(Saved data entries)
::::

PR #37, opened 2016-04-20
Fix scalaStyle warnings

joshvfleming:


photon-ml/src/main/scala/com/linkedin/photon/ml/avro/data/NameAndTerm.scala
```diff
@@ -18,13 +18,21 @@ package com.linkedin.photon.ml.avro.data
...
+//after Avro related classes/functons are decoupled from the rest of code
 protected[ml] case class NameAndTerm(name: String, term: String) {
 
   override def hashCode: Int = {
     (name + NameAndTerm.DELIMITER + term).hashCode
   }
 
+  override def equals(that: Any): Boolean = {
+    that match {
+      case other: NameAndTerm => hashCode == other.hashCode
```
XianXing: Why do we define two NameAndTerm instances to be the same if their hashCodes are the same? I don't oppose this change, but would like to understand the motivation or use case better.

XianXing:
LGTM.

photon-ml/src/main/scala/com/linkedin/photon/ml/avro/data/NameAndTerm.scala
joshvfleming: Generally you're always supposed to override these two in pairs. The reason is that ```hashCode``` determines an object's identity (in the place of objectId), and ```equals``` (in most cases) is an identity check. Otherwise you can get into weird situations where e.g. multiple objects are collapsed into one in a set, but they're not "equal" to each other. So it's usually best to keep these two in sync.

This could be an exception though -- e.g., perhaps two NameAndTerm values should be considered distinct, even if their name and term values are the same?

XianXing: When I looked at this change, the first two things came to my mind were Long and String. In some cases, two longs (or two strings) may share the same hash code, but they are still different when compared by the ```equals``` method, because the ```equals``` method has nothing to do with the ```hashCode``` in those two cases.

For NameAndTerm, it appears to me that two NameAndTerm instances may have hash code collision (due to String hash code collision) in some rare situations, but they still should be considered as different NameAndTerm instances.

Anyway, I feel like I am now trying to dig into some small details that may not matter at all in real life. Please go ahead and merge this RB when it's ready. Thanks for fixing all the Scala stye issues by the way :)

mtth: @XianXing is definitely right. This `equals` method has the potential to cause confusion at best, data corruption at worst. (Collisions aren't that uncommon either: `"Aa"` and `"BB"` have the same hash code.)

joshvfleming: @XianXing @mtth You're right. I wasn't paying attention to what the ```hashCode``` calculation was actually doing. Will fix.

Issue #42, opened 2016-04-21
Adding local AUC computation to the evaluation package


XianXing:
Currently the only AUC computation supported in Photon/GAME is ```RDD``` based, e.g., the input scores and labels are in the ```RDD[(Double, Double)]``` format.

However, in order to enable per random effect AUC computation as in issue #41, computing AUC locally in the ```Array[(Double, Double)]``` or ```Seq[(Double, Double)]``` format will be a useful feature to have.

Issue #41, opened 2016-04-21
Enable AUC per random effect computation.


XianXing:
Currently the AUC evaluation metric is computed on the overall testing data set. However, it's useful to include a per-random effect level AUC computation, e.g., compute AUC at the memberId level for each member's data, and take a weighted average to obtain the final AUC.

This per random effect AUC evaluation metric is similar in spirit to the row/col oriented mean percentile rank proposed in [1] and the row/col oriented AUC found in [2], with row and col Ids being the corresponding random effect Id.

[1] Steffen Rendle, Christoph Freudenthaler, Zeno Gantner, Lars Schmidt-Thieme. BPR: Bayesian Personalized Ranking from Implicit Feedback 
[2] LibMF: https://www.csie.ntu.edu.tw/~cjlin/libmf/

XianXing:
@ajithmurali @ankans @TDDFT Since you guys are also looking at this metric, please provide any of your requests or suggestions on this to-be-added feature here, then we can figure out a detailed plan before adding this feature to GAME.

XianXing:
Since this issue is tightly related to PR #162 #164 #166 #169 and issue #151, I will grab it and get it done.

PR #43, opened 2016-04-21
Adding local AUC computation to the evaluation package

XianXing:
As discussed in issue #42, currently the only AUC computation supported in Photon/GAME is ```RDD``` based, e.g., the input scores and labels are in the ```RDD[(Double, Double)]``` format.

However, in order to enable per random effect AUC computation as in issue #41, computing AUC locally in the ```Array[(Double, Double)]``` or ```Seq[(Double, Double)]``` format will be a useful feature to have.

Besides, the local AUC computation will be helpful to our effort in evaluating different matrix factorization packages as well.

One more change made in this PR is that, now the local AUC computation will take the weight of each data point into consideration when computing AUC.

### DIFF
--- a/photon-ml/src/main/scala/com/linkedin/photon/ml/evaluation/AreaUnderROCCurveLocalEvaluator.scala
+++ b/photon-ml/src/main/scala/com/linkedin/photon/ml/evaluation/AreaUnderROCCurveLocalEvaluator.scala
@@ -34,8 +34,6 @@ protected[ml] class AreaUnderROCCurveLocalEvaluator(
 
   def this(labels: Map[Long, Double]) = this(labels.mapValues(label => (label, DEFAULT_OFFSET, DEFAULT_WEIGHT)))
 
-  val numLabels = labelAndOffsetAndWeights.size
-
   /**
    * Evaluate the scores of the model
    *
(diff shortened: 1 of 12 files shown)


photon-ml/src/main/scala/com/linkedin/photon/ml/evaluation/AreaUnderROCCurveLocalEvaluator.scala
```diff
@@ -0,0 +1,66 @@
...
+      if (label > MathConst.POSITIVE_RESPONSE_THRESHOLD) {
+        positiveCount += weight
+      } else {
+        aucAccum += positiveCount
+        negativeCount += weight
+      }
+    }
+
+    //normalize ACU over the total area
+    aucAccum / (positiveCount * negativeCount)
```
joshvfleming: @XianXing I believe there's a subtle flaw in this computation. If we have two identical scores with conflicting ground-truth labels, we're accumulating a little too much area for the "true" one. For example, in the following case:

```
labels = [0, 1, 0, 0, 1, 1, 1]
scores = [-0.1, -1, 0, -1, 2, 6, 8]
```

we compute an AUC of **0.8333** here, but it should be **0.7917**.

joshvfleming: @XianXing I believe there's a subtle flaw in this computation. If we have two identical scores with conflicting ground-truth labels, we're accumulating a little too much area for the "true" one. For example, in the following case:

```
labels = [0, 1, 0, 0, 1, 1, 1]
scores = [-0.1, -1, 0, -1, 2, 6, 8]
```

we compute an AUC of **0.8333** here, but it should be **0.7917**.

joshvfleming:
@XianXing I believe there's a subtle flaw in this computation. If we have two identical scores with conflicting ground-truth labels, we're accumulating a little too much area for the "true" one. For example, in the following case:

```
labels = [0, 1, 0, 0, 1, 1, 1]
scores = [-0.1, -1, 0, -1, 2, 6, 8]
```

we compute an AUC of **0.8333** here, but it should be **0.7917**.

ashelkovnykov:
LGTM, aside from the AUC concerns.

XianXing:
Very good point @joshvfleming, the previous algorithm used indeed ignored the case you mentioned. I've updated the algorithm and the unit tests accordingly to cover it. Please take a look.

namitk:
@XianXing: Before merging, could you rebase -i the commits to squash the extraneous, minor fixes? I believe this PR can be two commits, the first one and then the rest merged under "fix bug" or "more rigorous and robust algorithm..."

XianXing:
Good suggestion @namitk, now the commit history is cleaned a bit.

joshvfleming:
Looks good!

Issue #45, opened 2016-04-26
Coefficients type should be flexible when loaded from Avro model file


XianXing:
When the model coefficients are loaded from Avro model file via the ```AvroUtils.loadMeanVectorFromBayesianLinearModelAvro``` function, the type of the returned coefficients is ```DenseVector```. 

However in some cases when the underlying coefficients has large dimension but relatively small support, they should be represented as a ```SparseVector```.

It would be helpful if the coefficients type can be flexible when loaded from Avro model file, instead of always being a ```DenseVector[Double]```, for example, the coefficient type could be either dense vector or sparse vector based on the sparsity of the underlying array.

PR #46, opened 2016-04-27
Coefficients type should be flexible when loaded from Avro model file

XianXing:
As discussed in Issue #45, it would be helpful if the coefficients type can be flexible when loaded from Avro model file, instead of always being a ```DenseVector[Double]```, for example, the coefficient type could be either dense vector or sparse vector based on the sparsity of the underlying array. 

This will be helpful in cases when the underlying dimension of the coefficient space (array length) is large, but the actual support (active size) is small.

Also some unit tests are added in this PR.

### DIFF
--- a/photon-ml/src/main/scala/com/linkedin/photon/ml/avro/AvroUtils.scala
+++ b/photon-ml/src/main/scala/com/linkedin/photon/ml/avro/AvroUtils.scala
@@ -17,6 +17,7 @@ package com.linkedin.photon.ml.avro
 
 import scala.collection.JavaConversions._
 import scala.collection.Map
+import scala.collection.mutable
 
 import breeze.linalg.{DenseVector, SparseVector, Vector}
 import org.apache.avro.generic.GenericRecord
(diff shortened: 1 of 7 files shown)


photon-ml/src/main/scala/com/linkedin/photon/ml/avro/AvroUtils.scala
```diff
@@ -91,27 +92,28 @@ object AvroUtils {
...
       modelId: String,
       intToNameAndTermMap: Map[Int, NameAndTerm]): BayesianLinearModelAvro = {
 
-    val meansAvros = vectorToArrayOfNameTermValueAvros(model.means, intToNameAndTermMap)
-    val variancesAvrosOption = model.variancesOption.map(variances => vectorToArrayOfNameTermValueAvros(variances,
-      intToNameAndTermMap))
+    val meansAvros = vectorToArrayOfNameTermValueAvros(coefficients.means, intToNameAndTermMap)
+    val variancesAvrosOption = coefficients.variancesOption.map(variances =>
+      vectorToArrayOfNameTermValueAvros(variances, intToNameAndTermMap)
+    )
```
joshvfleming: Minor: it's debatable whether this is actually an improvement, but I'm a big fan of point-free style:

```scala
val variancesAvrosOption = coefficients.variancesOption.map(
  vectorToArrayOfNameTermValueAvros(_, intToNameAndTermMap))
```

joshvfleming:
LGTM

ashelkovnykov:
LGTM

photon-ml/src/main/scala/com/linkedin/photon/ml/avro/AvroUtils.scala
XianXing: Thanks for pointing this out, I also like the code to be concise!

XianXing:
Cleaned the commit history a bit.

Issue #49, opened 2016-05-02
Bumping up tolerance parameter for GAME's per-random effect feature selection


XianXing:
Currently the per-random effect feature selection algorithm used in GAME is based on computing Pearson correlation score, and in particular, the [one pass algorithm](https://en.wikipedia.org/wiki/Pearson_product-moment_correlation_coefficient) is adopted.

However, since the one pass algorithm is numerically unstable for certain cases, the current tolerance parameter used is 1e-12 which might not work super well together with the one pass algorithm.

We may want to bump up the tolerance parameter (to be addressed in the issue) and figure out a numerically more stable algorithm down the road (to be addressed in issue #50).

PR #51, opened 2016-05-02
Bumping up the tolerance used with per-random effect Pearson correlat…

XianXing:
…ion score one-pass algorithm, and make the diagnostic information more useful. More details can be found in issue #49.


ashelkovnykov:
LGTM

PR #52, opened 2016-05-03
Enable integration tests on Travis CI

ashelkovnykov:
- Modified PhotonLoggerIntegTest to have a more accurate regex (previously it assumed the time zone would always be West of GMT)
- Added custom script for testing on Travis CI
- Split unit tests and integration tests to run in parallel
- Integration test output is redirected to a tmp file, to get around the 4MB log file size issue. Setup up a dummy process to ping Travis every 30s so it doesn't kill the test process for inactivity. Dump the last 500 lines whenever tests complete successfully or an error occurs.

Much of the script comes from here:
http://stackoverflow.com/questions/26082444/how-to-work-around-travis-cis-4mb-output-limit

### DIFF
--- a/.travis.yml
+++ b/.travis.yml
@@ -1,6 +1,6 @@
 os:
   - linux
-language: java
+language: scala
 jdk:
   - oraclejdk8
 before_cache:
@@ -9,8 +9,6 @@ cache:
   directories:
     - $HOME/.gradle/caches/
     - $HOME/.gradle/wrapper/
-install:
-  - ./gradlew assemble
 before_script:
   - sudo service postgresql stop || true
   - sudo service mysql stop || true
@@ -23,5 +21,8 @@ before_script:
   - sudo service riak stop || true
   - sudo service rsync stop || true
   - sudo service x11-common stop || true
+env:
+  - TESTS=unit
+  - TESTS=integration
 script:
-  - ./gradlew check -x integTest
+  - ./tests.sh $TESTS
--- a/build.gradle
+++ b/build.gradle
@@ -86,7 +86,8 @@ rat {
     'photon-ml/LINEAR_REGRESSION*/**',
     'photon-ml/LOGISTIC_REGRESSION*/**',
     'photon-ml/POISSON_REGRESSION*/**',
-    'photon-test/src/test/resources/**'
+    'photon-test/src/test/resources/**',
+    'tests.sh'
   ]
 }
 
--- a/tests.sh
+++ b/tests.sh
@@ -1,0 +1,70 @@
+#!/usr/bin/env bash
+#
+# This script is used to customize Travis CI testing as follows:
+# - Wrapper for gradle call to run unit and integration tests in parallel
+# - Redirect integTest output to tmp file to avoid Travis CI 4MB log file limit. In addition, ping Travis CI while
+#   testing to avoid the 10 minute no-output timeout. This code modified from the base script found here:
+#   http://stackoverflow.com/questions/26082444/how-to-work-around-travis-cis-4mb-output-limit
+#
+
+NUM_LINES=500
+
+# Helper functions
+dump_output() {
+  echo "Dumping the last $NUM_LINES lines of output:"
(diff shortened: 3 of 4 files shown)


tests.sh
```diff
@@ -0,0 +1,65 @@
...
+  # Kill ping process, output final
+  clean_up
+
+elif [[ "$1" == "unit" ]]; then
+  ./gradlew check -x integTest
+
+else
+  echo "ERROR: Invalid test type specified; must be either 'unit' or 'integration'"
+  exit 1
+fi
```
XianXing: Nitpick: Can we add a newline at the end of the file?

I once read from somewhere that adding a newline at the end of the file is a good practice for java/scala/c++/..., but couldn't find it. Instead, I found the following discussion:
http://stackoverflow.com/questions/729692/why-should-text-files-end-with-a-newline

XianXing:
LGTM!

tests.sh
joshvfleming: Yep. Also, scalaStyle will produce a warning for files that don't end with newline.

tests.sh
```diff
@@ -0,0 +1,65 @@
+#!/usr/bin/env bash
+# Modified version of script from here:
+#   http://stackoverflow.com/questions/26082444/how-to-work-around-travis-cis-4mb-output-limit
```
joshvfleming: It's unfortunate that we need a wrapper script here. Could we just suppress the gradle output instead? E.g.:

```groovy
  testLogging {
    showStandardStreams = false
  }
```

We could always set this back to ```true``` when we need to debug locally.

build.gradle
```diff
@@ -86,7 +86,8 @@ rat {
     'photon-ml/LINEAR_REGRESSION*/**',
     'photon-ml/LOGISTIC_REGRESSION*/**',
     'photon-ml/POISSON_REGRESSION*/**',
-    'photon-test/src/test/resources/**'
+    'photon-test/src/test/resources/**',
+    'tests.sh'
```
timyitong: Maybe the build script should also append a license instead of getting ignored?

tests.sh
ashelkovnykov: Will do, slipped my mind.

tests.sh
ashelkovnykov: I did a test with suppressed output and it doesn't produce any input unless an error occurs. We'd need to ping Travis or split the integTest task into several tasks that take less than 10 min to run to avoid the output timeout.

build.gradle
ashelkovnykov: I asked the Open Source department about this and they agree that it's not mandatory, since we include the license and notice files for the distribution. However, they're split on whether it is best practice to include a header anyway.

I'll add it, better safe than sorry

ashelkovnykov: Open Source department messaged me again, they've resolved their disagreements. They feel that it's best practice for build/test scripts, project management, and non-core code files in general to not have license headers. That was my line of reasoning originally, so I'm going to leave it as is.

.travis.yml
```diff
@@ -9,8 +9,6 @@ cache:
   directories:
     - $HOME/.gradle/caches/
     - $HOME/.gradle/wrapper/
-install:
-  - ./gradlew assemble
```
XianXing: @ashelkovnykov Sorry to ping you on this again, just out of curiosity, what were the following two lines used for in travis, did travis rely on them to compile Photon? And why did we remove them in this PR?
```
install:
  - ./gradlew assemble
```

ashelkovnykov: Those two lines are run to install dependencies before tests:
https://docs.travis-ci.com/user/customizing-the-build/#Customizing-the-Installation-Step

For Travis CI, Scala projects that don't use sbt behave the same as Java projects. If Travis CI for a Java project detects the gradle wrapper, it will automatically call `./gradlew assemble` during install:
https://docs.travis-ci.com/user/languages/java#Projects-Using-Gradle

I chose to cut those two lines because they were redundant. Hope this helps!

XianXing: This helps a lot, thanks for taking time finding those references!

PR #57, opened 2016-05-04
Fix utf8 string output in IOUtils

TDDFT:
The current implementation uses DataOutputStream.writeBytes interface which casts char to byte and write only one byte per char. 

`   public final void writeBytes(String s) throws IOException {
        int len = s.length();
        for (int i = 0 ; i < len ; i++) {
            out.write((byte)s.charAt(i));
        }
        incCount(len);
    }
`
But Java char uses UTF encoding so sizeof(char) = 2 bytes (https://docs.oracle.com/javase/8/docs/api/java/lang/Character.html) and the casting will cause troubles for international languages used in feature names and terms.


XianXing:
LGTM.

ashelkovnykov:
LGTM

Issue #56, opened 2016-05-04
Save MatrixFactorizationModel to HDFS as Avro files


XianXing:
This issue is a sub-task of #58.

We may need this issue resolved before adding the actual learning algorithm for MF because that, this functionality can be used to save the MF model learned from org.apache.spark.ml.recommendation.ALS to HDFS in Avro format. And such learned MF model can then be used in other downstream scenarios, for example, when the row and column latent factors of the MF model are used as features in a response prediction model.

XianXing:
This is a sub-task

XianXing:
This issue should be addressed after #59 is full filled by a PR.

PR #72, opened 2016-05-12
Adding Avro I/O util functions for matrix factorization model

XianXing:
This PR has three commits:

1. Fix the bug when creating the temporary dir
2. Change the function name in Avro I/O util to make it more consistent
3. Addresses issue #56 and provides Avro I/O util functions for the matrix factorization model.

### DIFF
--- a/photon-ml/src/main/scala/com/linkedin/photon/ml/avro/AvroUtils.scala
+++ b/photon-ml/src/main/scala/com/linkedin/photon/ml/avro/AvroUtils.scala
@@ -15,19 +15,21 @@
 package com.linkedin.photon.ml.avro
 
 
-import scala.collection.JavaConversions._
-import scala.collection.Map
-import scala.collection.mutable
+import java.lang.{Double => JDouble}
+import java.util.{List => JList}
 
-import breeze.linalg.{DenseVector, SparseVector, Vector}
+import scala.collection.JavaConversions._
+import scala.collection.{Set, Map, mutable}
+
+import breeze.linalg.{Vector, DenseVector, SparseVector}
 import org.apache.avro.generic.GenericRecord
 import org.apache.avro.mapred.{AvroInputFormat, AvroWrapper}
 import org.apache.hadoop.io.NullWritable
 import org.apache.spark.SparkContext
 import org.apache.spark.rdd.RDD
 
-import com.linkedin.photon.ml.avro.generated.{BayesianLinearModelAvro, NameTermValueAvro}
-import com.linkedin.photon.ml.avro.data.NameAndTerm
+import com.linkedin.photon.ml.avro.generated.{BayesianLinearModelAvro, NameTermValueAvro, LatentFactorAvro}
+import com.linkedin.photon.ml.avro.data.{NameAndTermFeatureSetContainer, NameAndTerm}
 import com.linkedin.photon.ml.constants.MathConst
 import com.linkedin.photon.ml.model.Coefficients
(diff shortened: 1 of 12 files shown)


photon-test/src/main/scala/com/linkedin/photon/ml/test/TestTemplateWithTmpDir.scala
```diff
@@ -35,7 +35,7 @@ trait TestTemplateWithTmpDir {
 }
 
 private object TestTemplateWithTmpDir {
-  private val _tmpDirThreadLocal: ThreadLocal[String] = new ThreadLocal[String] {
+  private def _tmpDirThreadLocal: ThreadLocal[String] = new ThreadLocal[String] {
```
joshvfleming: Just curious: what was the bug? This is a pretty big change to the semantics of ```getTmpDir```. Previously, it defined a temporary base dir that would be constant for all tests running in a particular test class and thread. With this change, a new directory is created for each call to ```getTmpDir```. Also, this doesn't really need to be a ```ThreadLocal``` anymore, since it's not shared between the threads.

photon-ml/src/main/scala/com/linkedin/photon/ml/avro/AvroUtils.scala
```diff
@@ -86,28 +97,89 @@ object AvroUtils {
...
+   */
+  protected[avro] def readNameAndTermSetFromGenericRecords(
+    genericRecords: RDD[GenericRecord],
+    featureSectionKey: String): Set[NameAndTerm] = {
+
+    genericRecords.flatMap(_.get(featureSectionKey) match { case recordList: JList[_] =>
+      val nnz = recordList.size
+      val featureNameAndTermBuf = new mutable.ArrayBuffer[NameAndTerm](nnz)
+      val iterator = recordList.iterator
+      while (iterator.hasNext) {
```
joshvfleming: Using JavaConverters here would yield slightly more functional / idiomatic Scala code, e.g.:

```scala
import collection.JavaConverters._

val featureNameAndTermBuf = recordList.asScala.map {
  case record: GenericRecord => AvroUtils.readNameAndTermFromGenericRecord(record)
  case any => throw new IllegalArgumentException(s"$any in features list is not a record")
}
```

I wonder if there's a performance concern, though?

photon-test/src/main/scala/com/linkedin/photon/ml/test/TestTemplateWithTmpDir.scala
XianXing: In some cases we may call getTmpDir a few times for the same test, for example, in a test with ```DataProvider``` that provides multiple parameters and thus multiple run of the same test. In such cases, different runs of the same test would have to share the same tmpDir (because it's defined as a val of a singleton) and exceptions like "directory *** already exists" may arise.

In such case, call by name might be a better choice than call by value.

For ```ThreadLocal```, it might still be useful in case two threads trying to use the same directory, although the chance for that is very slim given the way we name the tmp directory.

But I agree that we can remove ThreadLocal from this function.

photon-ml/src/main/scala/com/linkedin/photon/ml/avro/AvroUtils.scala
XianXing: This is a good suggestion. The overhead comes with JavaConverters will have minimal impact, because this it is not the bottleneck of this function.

::::

EXERCISE PROMPT »
For the records above, state the count of lines where "Bumping" appears, without any other text.

SOLVED PROBLEM »
2